◆ Problem statement ◆
Look in the data below for the line that contains "There is an". Copy that line and the remaining lines exactly.

◆ Stored data ◆
PR #1122, opened 2021-10-05
chore(deps): update aws provider

DanielMSchmidt:
We use inconsistent versions across our docs and in the tests, I aligned them to the latest version

### DIFF
--- a/packages/@cdktf/provider-generator/lib/get/__tests__/provider.test.ts
+++ b/packages/@cdktf/provider-generator/lib/get/__tests__/provider.test.ts
@@ -7,7 +7,7 @@ import {
 const getProvider = (constraint: TerraformDependencyConstraint) =>
   expectImportMatchSnapshot(constraint);
 
-getProvider(new TerraformProviderConstraint("aws@= 2.60.0"));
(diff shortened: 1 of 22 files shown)


packages/@cdktf/provider-generator/lib/get/__tests__/provider.test.ts
```diff
@@ -7,7 +7,7 @@ import {
 const getProvider = (constraint: TerraformDependencyConstraint) =>
   expectImportMatchSnapshot(constraint);
 
-getProvider(new TerraformProviderConstraint("aws@= 2.60.0"));
+getProvider(new TerraformProviderConstraint("aws@= 3.61.0"));
```
jsteinich, line 10: For everything besides this test, I think it may make sense to use `~> 3.0` instead. That better matches the provider documentation.

There is an argument to be made that since the examples are used as extended integration test, that they shouldn't change arbitrarily; however, I'd rather know sooner than later about a new AWS provider breaking something.

skorfmann:
This is not relevant anymore - docs and examples were updated in other PRs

◆ Output below ◆
There is an argument to be made that since the examples are used as extended integration test, that they shouldn't change arbitrarily; however, I'd rather know sooner than later about a new AWS provider breaking something.

skorfmann:
This is not relevant anymore - docs and examples were updated in other PRs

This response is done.